Cloudera Data Warehouse service architecture
Administrators and IT teams can get a high-level view of the Cloudera Data Warehouse service components and how they are integrated within the CDP stack.
The Data Warehouse service is composed of the Data Warehouse Control Plane (CRUD application), Database Catalogs (storage prepared for use with a Virtual Warehouse) and Virtual Warehouses (compute environments that can access a Database Catalog) and they are decoupled by design. Multiple Virtual Warehouses of differing sizes and types can be configured to operate on the same Database Catalog, providing workload diversity and isolation on the same data at the same time. Cloudera Data Warehouse is also integrated with Cloudera Data Visualization for visualizing data and obtaining insights.
Cloudera Data Warehouse Control Plane
The Cloudera Data Warehouse Control Plane is a CRUD application that serves every operation that you can take on the Data Warehouse UI or by using the CDP CLI. For example, editing a Data Warehouse environment, deactivating the environment, upgrading a Virtual Warehouse, suspending (stopping), and resuming (starting or restarting) Data Warehouse entities. The Cloudera Data Warehouse Control Plane version is displayed on the bottom left corner of the UI and automatically reflects the latest version when Cloudera publishes a release. For example 1.9.2-b657.
Cloudera Data Warehouse Environment
A Cloudera Data Warehouse Environment is a cluster that is deployed on your cloud infrastructure (AWS or Azure). After you register your account with Cloudera on the Management Console, the environment is made available in the Data Warehouse service. You must then activate your environment in the Data Warehouse service. The Data Warehouse environment inherits the version of the Data Warehouse Control Plane when it is created.

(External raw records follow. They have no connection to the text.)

PR #1217, opened 2019-03-17
[Bugfix] Right-side prompt segments with an icon but no content double-print whitespace

ChrisBaker97:
When generating a right-side prompt segment that has an icon but no other content (like `status` in the `OK` state), whitespace is inserted both before and after this empty content, resulting in an extended prompt segment. When there is content, it looks fine, because there should be whitespace on both sides of the text:

image

(Showing `status` segment on both left and right for comparison.)

This fix modifies the logic in `default.p9k` for right-side prompt generation so that a second whitespace character is not inserted in the event of an empty `${content}` string. However, it leaves the previous bracketing whitespace intact if content exists:

image

### DIFF
--- a/generator/default.p9k
+++ b/generator/default.p9k
@@ -182,8 +182,9 @@ function __p9k_right_prompt_segment() {
       || visual_identifier="${visual_identifier}${middle_ws}"
   fi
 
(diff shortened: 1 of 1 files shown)


dritter:
Thanks @ChrisBaker97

The Environment version is displayed on the Environment Details page on the Data Warehouse UI. For example, 1.9.2-b657. The Data Warehouse Environment version is not automatically upgraded. You must deactivate and reactivate the environment using the backup and restore process to upgrade to the latest version. Reactivating an environment also updates the Kubernetes (AKS or EKS) version.
Database Catalog
A Database Catalog is a logical collection of table and view metadata, security permissions, and other information. Behind each Database Catalog is a Hive metastore (HMS) that collects your definitions about data in cloud storage. An object store in a secure data lake contains all the actual data for your environment. A Database Catalog includes transient user and workload contexts from the Virtual Warehouse and governance artifacts that support functions such as auditing. Multiple Virtual Warehouses can query a Database Catalog. An environment can have multiple Database Catalogs.

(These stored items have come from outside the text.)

PR #1220, opened 2019-03-19
[Bugfix] Hide kubecontext prompt if there is no current context

tdmalone:
This hides the kubecontext prompt if there is no current context set in `~/.kube/config`. Essentially, this prevents a namespace from being shown all on its own.

**BEFORE this PR - no context set:**
image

When you activate an environment from the Data Warehouse, a Database Catalog is created automatically and named after your environment. The environment shares a default HMS with services, such as Cloudera Data Engineering (CDE), CDW, Cloudera Machine Learning (CML) to some extent, and Data Hub templates, such as Data Mart. Consequently, the same objects and data sets are accessible from CDW or any Data Hubs created in the environment by virtue of using the same HMS. Queries and query history saved in the Hue database are stored in the Database Catalog and not deleted when you delete a Virtual Warehouse.
The Database Catalog version is displayed on the Database Catalog Details page. For example, 2024.0.18.1-1. This is the Runtime version of the HMS. The Database Catalogs are automatically upgraded when you deactivate and reactivate your Data Warehouse Environment. You can also upgrade the Database Catalog independently without reactivating the Environment. Data Warehouse displays an Upgrade Now option when a new version is available.
Virtual Warehouses
A Virtual Warehouse is an instance of compute resources running in Kubernetes to execute the queries. From a Virtual Warehouse, you access tables and views of your data in a Database Catalog's Data Lake. Virtual Warehouses bind compute and storage by executing authorized queries on tables and views through the Database Catalog. Virtual Warehouses can scale automatically, and ensure performance even with high concurrency. All JDBC/ODBC compliant tools connect to the virtual warehouse to run queries. Virtual Warehouses also expose HS2-compatible endpoints for CLI tools such as Beeline, Impala-Shell, and Impyla.
The Virtual Warehouse version is displayed on the Virtual Warehouse Details page. For example, 2024.0.18.1-1. This is the Runtime version of the underlying SQL engines (Hive, Impala) and Iceberg service that is distributed with a particular release. The automatic or semi-automatic backup and restore procedure recreates the Virtual Warehouses with the latest version however this is not the recommended way to upgrade the Virtual Warehouses. You can upgrade the Virtual Warehouses independently without reactivating the Environment. Data Warehouse displays an Upgrade Now option when a new version is available.
Data Visualization
In addition to Database Catalogs and Virtual Warehouses that you use to access your data, CDW integrates Data Visualization for building graphic representations of data, dashboards, and visual applications based on CDW data, or other data sources you connect to. You, and authorized users, can explore data across the entire CDP data lifecycle using graphics, such as pie charts and histograms. You can arrange visuals on a dashboard for collaborative analysis.